The proposed method builds a representative sample set for all unknown pixels to cover all true samples, and then selects a set of candidate samples for each unknown pixel via an objective function. Moreover, inspired by sparse coding matting [17], we use a weighted sparse coding to generate alpha value directly from a bunch of foreground and background samples which avoids the limitation that the quality of the alpha matte is highly rely on the goodness of a single simple pair. These two characteristics make the proposed approach extract out a visually superior matte in these ambiguous areas as shown in Fig. 5(g).

4.3 Missing True Samples

Previous sampling-based image matting methods typically rely on spatial closeness while collecting samples which would fail to generate accurate alpha matte when the true samples are not spatially close to the unknown pixels, this problem is known as missing out true samples. Figure 6(a) shows two original images with their corresponding foreground and background boundaries from the benchmark dataset [27]. Zoomed areas and their ground truth alpha mattes are shown in Fig. 6(b) and (c), respectively.

Fig. 6.
figure 6

Illustration of missing out true samples. (a) Original images. (b) Zoomed areas. (c) Ground truth mattes. Estimated mattes by (d) Proposed method, (e) KL-Divergence sampling [18] (f) Comprehensive sampling [16] and (g) Global Sampling [14] (Color figure online)

In the zoomed area of doll girl image (first row), the true background colors of the gray pixels in the unknown region are far away from the them, thus the set of background samples by comprehensive and global sampling methods do no contain the gray colors. They wrongly estimate these pixels as foreground as shown in the first row of Fig. 6(f) and (g). The pumpkin image (second row) has a complex foreground and the distribution of the true foreground samples do not satisfy the spatial closeness assumption, thus are missed out in the foreground sample set collected by comprehensive and global sampling methods for some parts of the pumpkin.
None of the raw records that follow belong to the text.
PR #8, opened 2017-01-01
Changed queryString.escape to queryString.stringify

balu-:
I think this might be a broserify related problem, but while using webdav with broswerify i ran into the problem that the created querystring object did not have a escape method but only a queryString.stringify method.
I was wondering if this change might be taken upstream or weather this would produce problems

### DIFF
--- a/source/url.js
+++ b/source/url.js
@@ -6,7 +6,7 @@ module.exports = {
         return (username && username.length > 0) ?
             url.replace(
                 /(https?:\/\/)/i,
-                "$1" + queryString.escape(username) + ":" + queryString.escape(password) + "@"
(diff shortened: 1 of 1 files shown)


balu-:
sry i was to fast, code seems not to work please ignore

perry-mitchell:
Thanks for the attempt @balu - Pity you didn't solve it. Please feel free to open another issue if you discover another problem.

I migrated (downstream) to using webpack instead of browserify, which works very well. I personally find Browserify to be a bit clunky in its polyfills but I'd happy support it if others are willing to contribute.

Thanks!

balu:
Hello,

You mentioned the wrong balu. I think the one you wanted has a "-" after
his name.

Regards,
Balagopal.

PR #11, opened 2017-01-04
Function to get contents and corresponding headers

balu-:
To be able to decide whether a file was changed since last read the response headers of the server are most helpfull (last-modified / etag).
Would it be okay to add functions that not only return the content of a file but also the headers of the request?
I added getTextContentsAndHeaders, getFileContentsAndHeaders and corresponding testcases.


perry-mitchell:
Thanks for another PR @balu-! Just a couple of points:

 * There's a lot of code duplication in the clientFactory and get files.. it's inevitable when you duplicate functions like this. I would prefer another options object, like `{ full: false }`, where `full` => `true` means return **content**, **headers** and anything else we add in the future. Sound alright? That way we could just pass in the options like in the other file (please refer to the `deepmerge` stuff in put.js).
 * `node-fetch` [has a `raw` method on headers](https://github.com/bitinn/node-fetch/blob/3e53f0c2c86078808508aa2ca11094bb45570548/lib/headers.js#L139), so you should use `res.headers.raw()` instead of using the protected property (as it's not API-supported).

perry-mitchell:
> This option would change the function signature on the fly and would make code unable to run just by beeing set even if additionally requested information is never touched.

I'm not sure I completely understand your point here. Currently the signature (in get) is `getFileContents(url, filePath)`. What I was suggesting was just adding options to the end: `getFileContents(url, filePath[, options])`. It would be completely optional with the default behaviour performing the same procedure now (with only content being returned), so as to not break existing usages.

> i think breaking the api is not a good idea
I wholeheartedly agree here.. I don't want to break any part of the API for risk of damaging downstream usages.

> `getFileContentsExtended`
I see what you're meaning here, but I think if we were to use the options as an _optional_ parameter we might not need to change existing function names.

> Don't get me wrong your the one with more experience and if you think one function this is the way to go i'll follow.
I'm flattered, but I'm still learning myself 😄  I appreciate the discussion!

> Final note : Is the module get used seperatly somewhere (in other terms may the api be changed here)? If not the code dublication can be kept very short and in clientFactory.
Nope, only internally. The duplication wouldn't be an issue if we opt for the options parameter.

balu-:
> I'm not sure I completely understand your point here. Currently the signature (in get) is getFileContents(url, filePath). What I was suggesting was just adding options to the end: getFileContents(url, filePath[, options]). It would be completely optional with the default behaviour performing the same procedure now (with only content being returned), so as to not break existing usages.

Sorry for not beeing clear. I meant the signature of the return value. 
Code that is now working with `getFileContents(url, filePath)` is expecting a Buffer (or String in getText case) as result of the returned promise. If later on someone appends the option for headers to the call the result of the returned promise will be a very different and the application can no longer work, also the option should just add information.
In my option the result should always be an `Object` with at least the `content` attribute, but this would be an api breaking change -> therefor i was thinking new function. 
(Sorry i think i could not make my thoughts as clear as i would have liked to, maybe the code helps a little)

perry-mitchell:
> If later on someone appends the option for headers to the call the result of the returned promise will be a very different and the application can no longer work

Of course, but this is to be expected. The developer would then be asking for more information, and having read the docs they should expect different output, right? Extracting only the contents from such an update would be trivial:

```
.then(function({ contents, headers } = {}) {
    // contents is the file data as you suggested,
    // headers is the headers object
});
```

_(Providing they use ES6)._

I'm almost in the mind to consider just breaking existing functionality to support the object output without the need for a flag or new functions..

perry-mitchell:
This is fast turning into just an architectural question 🤔

balu-:
> Of course, but this is to be expected. The developer would then be asking for more information, and having read the docs they should expect different output, right? 
Yeah your totaly right especialy because extraction is so simple. 

While writing the last chunk of code i got the idea that there might be a `dirty solution`.
Not saying that i like it ... just putting it out there : 
```
function getFileContents(remoteFilename, formatOrOptions) {
    if(typeof formatOrObject === 'String'){
         <result = Buffer / String>
     } else {
        <result = Object>
     }
}
```
Because if there is an options object, the `format` string should no longer bee needed.

perry-mitchell:
> Because if there is an options object, the format string should no longer bee needed.

I don't really like this option, as it's kind of the same reason I don't like the encoding option in Node's fs module for `readFile` etc. - it's just a little bit messy imo.

I've had a bit of a think about our whole conversation, and I find myself going back to your original suggestion regarding having 2 functions. What do you think about the following?

**clientFactory**

```javascript
function getFile(remoteFilename, format) { } // gets content + headers in object format

function getFileContents(remoteFilename, format) { } // returns content only
```

**adapter / get***

```javascript
function getFile(url, filePath) { } // makes raw request

function getFileContents(url, filePath) { } // calls `getFile`, outputs buffer + headers

function getTextContents(url, filePath) { } // calls `getFile`, outputs text + headers
```

So the only changes here would be:

 * Abstract all functionality in the factory to `getFile`, which returns the most verbose output
 * Make `getFileContents` call `getFile` in the factory, returning only the contents (so to not break the API)
 * Add `getFile` to the adapter, which makes the raw request and kind of looks like the following example
 * Make `getTextContent` and `getFileContent` call `getFile` in the adapter, but return the headers as well (all in an object)

**get adapter: getFile**

```javascript
function getFile(url, filePath) {
        return fetch(url + filePath).then(responseHandlers.handleResponseCode);
}
```

I feel that this would be the more succinct way of fetching data..

perry-mitchell:
Hi @balu- I see you've made some other changes. Perhaps it might be best to keep this PR on course and quite simple? There's a lot to discuss if we modify the API for all of the other methods.

balu-:
Sorry @perry-mitchell I hadn't thought about the PR while making those changes. 
Should I move them (away or in a different PR) ? (They are just additional options params for the alter functions => so non api breaking)

perry-mitchell:
Yes, it would be good as a different PR. But perhaps start an issue first so we can discuss adding options everywhere architecturally.

Thanks.

perry-mitchell:
Hi @balu- - do you have bandwidth to update this MR? I've opened #16 in case you don't.

balu-:
hi @perry-mitchell 

sorry im completly swamped at the moment (no free time).
hopefully that will change in the future but i cant predict a timeframe atm

perry-mitchell:
Since there have been major updates, and this branch carries extra out-of-scope modifications, it might be best if it were done in a new PR. I'll close this for now.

They are mistakenly estimated as background as shown in the second row of Fig. 6(f) and (g). KL-Divergence sampling select a sparse set of foreground and background samples which might also miss out true samples as shown in Fig. 6(e). The proposed method collects a relatively large and representative set of samples from all the known regions and selects a candidate set of samples for each unknown pixels based on both color and spatial statistics to solve the problem of missing out true samples. The visual comparison between ground truth mattes and estimated ones by proposed method is shown in Fig. 6(c) and (d), demonstrating that the sampling strategy proposed in this paper could well solve the missing out true samples problem.

5 Conclusions

A robust sampling-based image matting approach is proposed that applies a new sampling strategy to build a representative set of samples from known regions. Rather than collecting samples according to spatial assumptions or selecting a uniform sample set for all unknown pixels, we select samples for each unknown pixel based on both color and spatial statistic to solve the problem of missing out true samples. Moreover, based on weighted sparse coding, we adopt a new objective function to generate alpha values from a bunch of candidate samples directly to remove the restriction of a single (F,B) pair in determining the alpha value. Finally, the quality of the estimated matte is refined using a local smooth priors. Experimental results show that the proposed method achieves more robust performance than state-of-the-art approaches evaluated on a benchmark dataset.